> _TASK DIRECTIONS_: Below are the entries; return every line among them that holds the word "related".

> _INPUT RECORDS_:
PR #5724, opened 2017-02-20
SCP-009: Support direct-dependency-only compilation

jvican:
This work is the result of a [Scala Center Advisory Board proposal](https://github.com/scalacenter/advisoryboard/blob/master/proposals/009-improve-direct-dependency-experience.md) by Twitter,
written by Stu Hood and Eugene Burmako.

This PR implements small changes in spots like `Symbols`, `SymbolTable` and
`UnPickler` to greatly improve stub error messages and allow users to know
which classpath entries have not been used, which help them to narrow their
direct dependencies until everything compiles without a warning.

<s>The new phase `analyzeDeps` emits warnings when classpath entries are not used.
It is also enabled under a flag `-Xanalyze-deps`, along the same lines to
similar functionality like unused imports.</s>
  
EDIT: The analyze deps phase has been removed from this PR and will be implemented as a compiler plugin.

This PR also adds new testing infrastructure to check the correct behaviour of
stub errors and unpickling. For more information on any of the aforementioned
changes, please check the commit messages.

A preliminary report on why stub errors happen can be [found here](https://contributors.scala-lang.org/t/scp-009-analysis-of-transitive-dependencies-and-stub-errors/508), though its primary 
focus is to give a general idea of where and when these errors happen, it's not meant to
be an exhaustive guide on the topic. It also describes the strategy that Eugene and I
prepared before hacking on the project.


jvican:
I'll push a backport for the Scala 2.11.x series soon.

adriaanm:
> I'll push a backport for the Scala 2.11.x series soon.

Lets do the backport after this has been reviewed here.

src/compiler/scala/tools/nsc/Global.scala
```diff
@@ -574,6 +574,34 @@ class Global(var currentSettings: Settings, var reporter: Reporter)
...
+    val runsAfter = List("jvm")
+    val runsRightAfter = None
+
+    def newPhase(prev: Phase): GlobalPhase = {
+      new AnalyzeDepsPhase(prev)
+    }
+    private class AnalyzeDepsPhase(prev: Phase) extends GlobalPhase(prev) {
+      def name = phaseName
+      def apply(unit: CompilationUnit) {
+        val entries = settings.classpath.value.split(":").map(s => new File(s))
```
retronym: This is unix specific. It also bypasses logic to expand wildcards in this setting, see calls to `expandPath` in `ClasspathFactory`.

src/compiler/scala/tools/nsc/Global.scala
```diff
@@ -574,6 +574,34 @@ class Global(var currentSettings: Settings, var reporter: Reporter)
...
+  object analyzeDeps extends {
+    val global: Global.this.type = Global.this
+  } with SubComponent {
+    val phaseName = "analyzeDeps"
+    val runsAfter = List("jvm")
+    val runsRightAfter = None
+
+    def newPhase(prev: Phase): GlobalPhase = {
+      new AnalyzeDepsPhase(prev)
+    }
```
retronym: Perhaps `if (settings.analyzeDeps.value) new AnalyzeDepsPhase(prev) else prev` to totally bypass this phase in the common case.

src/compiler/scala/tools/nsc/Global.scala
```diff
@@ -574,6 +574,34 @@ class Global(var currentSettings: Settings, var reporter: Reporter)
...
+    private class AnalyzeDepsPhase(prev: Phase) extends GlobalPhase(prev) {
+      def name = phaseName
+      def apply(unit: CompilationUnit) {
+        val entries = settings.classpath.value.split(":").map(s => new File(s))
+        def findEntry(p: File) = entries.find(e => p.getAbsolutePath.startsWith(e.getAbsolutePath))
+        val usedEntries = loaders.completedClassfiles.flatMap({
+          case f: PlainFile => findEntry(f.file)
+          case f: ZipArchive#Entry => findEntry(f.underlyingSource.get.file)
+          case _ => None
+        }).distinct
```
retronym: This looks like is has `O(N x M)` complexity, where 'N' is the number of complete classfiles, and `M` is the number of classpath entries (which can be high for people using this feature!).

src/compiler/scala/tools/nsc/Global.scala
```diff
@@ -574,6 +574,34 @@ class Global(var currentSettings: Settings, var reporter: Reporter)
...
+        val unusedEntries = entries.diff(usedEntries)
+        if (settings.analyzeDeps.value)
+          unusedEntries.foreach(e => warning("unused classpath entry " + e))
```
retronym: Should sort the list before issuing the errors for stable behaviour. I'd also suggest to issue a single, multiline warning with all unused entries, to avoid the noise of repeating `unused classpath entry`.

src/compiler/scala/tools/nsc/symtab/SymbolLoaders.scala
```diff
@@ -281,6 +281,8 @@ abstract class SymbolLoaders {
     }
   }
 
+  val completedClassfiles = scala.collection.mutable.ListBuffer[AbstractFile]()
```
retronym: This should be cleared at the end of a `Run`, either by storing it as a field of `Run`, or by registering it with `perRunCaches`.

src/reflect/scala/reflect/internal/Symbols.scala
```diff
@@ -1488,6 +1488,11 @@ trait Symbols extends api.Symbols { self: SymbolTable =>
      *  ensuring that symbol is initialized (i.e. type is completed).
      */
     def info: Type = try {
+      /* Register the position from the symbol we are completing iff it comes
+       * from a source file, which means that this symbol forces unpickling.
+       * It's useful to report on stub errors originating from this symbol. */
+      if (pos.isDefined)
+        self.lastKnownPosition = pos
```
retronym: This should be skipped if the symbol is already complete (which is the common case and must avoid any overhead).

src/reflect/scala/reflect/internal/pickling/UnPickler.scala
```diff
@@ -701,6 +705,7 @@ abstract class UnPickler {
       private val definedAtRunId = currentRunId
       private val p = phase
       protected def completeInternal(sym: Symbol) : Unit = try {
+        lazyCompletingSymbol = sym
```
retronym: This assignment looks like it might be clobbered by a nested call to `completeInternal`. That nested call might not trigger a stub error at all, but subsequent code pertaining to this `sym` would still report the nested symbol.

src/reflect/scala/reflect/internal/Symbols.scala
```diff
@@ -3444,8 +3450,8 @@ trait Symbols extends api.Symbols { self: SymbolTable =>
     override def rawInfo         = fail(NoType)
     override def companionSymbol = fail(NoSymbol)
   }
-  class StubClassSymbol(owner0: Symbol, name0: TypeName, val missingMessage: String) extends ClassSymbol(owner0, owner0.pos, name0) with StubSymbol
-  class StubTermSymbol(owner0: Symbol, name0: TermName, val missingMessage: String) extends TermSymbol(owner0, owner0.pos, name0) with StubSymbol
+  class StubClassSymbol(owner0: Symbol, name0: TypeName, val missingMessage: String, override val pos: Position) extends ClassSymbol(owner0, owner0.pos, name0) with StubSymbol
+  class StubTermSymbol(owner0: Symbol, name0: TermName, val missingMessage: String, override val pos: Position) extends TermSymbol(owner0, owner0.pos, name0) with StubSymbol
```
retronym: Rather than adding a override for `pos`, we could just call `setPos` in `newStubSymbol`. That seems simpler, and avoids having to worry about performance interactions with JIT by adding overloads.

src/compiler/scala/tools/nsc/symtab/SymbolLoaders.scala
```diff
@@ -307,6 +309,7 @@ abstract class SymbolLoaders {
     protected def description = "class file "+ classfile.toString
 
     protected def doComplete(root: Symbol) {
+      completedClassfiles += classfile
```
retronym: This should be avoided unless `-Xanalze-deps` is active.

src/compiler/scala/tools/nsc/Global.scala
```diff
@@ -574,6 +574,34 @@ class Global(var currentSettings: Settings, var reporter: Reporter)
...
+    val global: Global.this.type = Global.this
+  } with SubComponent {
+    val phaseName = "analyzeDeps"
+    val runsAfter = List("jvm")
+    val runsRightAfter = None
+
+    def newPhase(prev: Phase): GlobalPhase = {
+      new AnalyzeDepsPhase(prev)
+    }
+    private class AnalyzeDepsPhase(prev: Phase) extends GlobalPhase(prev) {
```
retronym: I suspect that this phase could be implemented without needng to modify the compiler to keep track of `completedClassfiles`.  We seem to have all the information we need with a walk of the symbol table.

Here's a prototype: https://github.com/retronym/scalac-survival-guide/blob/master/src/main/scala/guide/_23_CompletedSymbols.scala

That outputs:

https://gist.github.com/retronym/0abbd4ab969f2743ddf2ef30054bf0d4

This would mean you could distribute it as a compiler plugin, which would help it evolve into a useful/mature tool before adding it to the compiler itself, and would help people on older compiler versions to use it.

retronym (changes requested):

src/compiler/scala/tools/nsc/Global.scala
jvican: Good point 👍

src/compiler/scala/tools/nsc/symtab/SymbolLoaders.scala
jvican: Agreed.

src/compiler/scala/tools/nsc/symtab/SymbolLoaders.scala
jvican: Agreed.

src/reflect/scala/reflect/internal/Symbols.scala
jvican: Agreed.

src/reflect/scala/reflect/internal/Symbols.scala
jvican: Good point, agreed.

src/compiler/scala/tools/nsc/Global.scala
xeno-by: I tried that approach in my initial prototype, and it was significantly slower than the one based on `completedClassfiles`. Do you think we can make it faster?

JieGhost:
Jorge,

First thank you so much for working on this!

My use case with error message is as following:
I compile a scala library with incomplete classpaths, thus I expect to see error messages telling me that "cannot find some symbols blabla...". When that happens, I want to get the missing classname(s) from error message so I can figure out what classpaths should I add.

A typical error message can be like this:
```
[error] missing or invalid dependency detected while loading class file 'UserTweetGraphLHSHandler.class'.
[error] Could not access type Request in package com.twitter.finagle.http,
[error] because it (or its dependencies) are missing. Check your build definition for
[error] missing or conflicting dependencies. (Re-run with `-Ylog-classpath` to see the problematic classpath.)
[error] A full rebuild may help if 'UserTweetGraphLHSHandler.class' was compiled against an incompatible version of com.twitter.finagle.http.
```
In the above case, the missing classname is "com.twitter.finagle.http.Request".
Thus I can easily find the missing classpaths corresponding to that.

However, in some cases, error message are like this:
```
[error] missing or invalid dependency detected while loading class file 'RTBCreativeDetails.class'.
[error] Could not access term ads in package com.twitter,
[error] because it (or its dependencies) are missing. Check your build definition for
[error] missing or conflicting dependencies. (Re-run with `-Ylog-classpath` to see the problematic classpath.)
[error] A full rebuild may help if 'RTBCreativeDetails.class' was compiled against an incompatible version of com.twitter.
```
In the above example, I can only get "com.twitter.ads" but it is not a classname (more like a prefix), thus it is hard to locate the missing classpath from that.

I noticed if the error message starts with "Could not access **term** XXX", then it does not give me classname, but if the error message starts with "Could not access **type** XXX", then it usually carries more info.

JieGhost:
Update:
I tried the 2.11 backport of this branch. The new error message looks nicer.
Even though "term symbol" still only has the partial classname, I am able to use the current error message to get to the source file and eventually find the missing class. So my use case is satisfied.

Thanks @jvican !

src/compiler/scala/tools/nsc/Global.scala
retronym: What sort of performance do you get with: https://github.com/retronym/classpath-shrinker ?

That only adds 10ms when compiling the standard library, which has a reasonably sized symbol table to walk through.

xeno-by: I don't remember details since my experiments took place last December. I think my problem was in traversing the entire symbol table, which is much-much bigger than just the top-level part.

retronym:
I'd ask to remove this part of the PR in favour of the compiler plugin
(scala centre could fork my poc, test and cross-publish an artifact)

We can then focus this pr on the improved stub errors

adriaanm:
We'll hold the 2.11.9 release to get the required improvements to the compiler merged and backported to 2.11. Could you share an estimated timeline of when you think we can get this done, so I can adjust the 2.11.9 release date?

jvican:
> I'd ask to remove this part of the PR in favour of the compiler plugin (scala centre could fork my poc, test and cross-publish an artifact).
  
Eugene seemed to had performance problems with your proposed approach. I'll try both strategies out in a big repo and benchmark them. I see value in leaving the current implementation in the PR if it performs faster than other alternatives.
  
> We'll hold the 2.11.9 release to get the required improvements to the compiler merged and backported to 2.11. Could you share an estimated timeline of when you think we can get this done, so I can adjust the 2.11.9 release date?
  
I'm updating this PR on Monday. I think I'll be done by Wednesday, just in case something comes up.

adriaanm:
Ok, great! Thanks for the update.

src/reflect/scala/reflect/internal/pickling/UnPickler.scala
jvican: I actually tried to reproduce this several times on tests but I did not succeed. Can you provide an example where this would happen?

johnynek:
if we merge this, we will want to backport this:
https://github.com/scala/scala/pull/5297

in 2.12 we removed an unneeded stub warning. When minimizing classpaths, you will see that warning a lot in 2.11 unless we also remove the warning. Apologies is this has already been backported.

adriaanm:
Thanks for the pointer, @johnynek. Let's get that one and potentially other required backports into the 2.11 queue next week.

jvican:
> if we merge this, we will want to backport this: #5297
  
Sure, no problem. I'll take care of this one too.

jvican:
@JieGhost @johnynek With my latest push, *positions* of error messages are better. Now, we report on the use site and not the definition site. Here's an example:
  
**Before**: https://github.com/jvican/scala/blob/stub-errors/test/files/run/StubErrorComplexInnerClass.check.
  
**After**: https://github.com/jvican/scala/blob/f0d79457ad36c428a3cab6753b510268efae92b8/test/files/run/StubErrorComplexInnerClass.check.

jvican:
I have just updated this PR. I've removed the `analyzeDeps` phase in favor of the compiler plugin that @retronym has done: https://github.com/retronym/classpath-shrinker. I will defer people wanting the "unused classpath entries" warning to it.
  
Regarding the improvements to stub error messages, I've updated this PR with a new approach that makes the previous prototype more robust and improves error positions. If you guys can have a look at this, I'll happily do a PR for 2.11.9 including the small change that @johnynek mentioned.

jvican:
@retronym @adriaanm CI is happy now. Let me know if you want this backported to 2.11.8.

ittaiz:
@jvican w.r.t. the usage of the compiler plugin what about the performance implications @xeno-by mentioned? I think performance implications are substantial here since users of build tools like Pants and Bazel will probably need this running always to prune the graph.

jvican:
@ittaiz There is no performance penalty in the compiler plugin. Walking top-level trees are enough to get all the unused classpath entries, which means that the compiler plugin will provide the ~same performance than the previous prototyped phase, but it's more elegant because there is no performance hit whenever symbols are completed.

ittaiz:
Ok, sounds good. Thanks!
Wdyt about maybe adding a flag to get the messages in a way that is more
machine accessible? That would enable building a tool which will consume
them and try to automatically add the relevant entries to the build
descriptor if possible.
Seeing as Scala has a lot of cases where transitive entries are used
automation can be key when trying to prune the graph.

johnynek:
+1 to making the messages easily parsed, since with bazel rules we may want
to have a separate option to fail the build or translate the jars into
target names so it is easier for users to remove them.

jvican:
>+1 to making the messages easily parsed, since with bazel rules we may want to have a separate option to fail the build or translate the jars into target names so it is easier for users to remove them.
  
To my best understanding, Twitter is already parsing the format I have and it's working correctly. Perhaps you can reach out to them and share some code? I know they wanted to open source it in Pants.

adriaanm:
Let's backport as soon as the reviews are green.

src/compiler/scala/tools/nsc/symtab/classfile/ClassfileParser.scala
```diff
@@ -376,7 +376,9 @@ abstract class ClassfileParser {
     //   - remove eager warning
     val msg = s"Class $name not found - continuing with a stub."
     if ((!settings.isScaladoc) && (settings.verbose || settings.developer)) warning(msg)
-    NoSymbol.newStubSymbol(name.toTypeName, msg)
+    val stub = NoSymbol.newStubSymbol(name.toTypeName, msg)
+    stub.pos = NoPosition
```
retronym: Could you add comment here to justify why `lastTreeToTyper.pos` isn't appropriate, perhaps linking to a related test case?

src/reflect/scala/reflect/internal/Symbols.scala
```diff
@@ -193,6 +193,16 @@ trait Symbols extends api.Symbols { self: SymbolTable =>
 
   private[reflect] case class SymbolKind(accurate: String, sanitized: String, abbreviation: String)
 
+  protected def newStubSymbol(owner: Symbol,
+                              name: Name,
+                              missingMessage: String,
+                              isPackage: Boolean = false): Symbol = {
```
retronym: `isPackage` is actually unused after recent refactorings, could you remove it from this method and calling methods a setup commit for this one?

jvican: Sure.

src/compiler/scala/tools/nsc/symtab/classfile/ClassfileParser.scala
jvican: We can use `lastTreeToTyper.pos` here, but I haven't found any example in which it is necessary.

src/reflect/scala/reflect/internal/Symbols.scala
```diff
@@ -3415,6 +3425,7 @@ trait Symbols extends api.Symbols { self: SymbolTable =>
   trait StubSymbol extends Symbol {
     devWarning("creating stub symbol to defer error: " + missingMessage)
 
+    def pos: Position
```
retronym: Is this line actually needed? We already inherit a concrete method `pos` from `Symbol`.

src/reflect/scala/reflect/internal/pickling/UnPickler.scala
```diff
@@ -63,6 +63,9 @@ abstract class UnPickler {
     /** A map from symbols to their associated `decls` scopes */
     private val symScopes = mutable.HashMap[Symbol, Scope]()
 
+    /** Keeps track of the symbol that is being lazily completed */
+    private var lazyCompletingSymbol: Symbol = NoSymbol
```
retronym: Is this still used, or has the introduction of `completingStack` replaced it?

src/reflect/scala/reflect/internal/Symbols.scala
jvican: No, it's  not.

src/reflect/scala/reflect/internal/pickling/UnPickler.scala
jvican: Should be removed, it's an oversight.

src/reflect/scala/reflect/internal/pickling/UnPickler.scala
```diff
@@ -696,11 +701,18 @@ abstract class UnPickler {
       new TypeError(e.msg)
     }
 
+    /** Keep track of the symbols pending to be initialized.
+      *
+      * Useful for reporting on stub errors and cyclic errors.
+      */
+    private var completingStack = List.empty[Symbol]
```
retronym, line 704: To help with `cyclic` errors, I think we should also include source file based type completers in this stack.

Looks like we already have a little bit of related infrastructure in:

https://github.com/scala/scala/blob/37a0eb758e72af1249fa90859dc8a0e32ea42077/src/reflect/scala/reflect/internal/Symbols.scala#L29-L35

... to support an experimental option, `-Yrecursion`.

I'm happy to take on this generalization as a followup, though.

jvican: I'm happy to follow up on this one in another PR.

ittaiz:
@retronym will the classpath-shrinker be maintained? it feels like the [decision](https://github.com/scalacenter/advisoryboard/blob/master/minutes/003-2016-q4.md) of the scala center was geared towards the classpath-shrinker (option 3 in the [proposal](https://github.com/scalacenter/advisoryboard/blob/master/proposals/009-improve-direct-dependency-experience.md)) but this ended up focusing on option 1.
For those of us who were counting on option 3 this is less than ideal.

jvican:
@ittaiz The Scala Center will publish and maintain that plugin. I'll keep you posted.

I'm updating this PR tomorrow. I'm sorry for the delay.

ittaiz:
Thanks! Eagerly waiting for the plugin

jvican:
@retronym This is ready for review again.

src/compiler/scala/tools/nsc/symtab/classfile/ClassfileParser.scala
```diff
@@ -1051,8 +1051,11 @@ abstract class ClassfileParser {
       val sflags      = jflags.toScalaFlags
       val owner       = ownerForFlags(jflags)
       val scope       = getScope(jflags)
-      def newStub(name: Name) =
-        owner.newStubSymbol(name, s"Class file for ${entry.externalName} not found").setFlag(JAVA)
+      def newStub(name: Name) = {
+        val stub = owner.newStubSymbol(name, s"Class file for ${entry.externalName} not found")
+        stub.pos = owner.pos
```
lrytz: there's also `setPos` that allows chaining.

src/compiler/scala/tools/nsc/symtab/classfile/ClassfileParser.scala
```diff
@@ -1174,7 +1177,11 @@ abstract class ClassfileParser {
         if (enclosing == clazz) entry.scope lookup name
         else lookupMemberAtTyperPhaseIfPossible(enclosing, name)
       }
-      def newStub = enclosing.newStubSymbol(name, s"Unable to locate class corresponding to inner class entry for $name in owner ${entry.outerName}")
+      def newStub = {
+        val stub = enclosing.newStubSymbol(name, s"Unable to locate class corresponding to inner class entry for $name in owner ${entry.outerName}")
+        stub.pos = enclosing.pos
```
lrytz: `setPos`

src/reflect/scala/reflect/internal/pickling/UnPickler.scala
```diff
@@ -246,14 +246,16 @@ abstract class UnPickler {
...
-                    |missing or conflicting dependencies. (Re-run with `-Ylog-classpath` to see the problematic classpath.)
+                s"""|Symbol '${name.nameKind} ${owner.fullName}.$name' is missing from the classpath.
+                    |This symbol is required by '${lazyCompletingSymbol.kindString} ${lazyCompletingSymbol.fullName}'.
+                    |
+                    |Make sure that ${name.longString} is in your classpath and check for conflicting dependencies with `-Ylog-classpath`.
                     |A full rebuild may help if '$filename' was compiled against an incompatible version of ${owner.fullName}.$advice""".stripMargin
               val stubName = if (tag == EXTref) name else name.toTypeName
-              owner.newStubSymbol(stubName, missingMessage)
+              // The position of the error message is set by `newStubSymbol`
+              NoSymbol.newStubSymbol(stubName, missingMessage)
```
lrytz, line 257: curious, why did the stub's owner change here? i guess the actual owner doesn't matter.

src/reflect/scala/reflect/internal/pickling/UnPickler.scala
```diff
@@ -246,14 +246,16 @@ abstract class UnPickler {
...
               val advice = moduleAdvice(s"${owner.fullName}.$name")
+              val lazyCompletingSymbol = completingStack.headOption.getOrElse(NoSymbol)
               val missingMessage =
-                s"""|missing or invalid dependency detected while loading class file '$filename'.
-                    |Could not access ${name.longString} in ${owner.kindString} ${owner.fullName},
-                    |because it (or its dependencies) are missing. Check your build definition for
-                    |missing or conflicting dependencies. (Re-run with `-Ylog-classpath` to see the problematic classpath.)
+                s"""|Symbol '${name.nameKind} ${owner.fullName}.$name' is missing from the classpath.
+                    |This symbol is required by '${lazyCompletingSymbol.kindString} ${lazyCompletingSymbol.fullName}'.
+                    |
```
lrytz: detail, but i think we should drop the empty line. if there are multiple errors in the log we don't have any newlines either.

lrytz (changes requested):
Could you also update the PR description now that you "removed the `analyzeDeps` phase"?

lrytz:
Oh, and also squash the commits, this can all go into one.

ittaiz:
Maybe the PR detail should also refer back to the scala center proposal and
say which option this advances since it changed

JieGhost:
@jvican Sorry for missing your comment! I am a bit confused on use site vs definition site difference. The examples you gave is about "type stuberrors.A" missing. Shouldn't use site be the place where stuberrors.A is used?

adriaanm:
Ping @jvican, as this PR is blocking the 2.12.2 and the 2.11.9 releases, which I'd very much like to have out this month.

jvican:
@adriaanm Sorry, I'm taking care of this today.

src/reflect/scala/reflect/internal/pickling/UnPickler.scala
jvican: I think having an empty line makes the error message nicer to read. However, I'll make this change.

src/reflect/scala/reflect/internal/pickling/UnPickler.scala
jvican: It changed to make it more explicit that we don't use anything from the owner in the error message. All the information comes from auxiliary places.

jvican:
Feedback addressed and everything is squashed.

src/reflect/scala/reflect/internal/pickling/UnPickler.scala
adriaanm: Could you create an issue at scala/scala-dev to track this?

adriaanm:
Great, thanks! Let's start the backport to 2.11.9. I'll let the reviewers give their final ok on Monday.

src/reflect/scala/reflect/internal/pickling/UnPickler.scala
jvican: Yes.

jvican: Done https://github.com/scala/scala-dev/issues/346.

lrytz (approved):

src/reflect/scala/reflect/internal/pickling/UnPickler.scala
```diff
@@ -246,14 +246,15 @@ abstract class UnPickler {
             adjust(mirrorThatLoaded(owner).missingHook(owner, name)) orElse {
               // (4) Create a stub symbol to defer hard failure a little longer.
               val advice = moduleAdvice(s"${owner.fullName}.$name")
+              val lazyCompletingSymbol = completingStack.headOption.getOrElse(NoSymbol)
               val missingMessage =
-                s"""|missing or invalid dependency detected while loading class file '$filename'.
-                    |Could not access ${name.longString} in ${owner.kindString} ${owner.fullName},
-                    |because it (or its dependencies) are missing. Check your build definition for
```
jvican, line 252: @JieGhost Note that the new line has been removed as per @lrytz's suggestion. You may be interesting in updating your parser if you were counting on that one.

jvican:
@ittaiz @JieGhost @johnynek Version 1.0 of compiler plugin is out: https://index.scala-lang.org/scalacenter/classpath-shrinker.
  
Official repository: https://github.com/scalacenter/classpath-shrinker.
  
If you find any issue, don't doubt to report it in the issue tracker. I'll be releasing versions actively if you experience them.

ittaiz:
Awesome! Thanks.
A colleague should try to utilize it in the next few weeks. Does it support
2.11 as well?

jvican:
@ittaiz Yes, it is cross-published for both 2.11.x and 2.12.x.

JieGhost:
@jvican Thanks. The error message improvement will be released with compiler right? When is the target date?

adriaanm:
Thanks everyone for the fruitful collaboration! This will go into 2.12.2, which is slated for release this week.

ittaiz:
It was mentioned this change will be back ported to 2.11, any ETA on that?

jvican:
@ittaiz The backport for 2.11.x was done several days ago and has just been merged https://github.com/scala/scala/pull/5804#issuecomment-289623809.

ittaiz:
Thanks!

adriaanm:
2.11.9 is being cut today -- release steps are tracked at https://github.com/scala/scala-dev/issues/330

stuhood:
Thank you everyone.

> _RESULT_:
retronym: Could you add comment here to justify why `lastTreeToTyper.pos` isn't appropriate, perhaps linking to a related test case?
Looks like we already have a little bit of related infrastructure in:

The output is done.